--- START ---

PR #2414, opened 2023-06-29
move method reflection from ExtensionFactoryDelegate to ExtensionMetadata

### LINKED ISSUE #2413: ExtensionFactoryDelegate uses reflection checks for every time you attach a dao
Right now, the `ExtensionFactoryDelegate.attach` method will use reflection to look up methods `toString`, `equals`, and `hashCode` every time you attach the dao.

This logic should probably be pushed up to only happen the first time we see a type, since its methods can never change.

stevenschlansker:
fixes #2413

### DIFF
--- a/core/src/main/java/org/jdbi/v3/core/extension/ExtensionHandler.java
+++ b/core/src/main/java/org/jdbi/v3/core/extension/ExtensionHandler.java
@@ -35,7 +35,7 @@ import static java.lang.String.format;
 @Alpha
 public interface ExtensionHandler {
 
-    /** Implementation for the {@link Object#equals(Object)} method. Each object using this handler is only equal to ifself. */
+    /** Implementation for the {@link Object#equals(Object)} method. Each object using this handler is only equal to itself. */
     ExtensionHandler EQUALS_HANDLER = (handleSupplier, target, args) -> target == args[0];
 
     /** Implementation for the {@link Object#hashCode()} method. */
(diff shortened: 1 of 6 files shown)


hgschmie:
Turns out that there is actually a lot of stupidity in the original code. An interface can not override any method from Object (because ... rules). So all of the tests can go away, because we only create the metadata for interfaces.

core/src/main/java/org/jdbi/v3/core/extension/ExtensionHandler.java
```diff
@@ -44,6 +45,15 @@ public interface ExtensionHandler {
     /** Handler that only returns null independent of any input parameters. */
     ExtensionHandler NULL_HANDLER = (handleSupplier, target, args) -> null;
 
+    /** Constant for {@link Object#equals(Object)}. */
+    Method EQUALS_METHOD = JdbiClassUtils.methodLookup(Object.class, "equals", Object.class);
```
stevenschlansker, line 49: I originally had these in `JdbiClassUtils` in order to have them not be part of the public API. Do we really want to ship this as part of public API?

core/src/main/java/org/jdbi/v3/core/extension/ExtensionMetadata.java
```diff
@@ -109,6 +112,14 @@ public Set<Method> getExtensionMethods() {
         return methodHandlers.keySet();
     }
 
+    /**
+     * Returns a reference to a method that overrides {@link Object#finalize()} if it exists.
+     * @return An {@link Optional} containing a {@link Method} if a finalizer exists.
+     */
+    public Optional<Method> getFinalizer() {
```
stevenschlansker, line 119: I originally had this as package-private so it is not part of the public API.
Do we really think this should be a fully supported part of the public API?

--- END ---

Word for word, repeat the data from its first line through the line with "to ifself. */", including both of those lines and no others.

PR #2414, opened 2023-06-29
move method reflection from ExtensionFactoryDelegate to ExtensionMetadata

### LINKED ISSUE #2413: ExtensionFactoryDelegate uses reflection checks for every time you attach a dao
Right now, the `ExtensionFactoryDelegate.attach` method will use reflection to look up methods `toString`, `equals`, and `hashCode` every time you attach the dao.

This logic should probably be pushed up to only happen the first time we see a type, since its methods can never change.

stevenschlansker:
fixes #2413

### DIFF
--- a/core/src/main/java/org/jdbi/v3/core/extension/ExtensionHandler.java
+++ b/core/src/main/java/org/jdbi/v3/core/extension/ExtensionHandler.java
@@ -35,7 +35,7 @@ import static java.lang.String.format;
 @Alpha
 public interface ExtensionHandler {
 
-    /** Implementation for the {@link Object#equals(Object)} method. Each object using this handler is only equal to ifself. */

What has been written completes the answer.